## Information supplied

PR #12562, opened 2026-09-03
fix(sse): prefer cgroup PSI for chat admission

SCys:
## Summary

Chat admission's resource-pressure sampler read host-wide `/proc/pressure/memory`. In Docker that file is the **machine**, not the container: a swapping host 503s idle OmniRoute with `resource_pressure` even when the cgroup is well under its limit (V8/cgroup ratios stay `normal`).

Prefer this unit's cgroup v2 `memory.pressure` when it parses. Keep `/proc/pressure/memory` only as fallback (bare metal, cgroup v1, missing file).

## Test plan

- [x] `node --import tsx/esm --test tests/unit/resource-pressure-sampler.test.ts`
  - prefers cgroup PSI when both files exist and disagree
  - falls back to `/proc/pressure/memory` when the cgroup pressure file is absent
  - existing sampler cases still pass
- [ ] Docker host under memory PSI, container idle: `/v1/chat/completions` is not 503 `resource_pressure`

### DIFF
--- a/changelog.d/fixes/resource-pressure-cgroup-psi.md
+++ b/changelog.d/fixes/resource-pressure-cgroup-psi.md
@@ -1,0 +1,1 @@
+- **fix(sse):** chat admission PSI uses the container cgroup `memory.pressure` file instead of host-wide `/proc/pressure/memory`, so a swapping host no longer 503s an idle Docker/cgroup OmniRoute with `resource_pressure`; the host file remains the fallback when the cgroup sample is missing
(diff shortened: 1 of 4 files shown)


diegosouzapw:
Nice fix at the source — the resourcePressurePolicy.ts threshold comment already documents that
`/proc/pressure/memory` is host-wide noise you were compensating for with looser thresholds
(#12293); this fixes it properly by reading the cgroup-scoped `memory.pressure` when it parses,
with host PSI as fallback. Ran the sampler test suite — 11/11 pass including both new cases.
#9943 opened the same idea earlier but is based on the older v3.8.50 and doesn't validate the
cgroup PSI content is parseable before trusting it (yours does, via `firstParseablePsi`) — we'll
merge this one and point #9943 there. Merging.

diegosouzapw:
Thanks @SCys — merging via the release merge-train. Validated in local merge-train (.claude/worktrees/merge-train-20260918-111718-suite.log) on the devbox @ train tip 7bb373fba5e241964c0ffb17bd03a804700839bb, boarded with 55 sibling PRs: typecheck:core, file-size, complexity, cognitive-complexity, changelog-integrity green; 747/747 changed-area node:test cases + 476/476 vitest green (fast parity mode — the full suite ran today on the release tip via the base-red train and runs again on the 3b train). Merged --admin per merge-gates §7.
==
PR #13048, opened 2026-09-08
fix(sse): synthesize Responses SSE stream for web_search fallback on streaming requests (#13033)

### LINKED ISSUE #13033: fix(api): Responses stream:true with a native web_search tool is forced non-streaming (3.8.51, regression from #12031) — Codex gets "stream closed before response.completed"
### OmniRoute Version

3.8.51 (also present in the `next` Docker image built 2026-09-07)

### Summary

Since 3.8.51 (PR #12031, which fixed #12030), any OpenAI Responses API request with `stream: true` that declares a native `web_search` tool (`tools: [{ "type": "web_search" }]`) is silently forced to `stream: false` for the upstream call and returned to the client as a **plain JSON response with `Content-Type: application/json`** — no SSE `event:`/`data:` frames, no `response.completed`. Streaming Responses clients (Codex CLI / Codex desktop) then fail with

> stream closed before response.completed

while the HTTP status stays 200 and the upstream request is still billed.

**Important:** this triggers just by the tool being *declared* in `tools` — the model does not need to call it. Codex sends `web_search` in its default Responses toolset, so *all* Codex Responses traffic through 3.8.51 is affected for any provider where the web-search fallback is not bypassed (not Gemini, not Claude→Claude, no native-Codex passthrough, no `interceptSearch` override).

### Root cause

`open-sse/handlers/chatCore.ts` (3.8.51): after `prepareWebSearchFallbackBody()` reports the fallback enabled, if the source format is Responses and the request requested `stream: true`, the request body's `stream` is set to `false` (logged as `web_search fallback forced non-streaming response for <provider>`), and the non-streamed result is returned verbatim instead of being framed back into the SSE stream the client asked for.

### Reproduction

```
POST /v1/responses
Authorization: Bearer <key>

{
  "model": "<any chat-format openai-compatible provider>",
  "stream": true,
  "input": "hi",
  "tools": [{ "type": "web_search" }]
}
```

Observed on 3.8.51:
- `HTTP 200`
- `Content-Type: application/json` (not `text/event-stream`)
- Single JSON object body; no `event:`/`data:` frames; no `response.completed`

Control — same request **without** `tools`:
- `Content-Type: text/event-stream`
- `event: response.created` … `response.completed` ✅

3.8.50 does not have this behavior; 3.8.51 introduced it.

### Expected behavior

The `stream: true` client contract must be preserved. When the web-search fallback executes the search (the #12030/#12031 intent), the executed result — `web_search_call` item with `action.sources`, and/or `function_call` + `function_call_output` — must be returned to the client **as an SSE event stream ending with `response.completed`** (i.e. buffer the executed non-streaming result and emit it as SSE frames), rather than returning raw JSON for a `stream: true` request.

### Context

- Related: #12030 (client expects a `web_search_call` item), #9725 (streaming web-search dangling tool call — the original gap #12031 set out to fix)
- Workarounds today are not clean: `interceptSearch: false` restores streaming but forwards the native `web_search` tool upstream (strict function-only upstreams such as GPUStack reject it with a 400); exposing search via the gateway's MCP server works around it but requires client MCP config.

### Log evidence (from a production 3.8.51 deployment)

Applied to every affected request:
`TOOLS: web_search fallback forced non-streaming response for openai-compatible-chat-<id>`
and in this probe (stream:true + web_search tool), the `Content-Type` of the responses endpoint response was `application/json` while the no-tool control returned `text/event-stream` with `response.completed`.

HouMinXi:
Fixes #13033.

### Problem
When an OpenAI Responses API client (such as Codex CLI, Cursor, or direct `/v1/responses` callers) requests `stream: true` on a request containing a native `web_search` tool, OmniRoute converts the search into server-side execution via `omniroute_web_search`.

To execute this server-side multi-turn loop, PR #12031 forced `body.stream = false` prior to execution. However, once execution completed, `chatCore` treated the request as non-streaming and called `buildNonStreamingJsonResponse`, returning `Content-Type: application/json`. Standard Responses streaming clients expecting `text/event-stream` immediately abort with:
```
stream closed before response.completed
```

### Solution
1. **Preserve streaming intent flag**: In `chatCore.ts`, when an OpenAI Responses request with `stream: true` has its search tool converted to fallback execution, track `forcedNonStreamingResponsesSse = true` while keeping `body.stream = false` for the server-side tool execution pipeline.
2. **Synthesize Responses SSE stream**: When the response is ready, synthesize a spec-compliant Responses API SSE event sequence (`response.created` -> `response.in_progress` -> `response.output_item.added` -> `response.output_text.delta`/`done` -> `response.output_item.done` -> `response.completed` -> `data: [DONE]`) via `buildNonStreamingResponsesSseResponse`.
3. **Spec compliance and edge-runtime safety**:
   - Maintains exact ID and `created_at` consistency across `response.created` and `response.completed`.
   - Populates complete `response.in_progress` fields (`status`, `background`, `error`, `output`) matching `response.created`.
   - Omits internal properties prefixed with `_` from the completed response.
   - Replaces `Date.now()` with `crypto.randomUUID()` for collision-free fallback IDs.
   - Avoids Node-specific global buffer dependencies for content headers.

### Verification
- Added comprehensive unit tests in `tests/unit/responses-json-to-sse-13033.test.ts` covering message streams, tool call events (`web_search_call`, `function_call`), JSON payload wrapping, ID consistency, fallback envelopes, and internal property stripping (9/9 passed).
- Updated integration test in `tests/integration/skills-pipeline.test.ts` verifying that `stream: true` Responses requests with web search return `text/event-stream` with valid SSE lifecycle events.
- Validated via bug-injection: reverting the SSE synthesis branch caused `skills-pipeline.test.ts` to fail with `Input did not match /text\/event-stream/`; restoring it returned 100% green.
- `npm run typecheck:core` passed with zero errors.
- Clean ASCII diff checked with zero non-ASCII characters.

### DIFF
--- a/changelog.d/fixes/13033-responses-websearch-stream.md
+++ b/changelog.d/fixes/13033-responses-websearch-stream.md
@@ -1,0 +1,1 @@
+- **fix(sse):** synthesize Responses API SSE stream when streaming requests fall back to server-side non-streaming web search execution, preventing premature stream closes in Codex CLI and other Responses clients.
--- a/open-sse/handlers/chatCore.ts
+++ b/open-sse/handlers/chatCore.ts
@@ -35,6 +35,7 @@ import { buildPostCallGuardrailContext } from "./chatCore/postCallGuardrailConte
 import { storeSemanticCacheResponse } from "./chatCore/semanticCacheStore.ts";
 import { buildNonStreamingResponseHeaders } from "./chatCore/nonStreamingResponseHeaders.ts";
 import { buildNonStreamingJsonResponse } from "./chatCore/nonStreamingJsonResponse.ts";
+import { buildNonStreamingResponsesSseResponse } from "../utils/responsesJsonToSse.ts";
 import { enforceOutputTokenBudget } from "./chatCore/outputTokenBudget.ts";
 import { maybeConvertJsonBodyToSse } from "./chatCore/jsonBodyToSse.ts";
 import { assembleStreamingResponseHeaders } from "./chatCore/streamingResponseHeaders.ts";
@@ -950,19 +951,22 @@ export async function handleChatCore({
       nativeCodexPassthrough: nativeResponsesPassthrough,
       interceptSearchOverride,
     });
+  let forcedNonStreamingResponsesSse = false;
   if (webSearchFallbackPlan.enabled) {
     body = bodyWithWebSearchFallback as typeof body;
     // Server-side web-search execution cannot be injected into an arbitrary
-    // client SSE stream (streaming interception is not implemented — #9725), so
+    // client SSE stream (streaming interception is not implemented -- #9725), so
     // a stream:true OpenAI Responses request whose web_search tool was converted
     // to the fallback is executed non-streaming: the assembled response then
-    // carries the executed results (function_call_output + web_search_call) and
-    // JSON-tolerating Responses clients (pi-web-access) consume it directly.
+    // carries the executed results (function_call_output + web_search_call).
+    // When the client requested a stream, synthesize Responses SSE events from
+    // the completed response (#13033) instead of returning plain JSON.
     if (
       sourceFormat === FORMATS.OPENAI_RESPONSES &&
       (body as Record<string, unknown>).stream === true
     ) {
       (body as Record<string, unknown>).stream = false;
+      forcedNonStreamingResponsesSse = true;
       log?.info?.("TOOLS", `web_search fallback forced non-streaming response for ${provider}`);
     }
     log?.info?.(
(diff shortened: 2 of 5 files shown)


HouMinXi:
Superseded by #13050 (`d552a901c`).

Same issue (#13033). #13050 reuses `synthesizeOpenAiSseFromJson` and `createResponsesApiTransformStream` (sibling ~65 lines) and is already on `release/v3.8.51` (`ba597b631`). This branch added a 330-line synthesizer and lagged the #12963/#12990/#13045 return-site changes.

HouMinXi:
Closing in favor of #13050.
---
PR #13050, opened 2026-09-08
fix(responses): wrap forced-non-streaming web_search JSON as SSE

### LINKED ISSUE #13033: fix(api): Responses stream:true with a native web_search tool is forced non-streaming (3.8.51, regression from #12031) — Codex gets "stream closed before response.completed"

## What is being asked
Look through the material above for the string "Docker" and copy each line that has it.

## Task response
Chat admission's resource-pressure sampler read host-wide `/proc/pressure/memory`. In Docker that file is the **machine**, not the container: a swapping host 503s idle OmniRoute with `resource_pressure` even when the cgroup is well under its limit (V8/cgroup ratios stay `normal`).
- [ ] Docker host under memory PSI, container idle: `/v1/chat/completions` is not 503 `resource_pressure`
+- **fix(sse):** chat admission PSI uses the container cgroup `memory.pressure` file instead of host-wide `/proc/pressure/memory`, so a swapping host no longer 503s an idle Docker/cgroup OmniRoute with `resource_pressure`; the host file remains the fallback when the cgroup sample is missing
3.8.51 (also present in the `next` Docker image built 2026-09-07)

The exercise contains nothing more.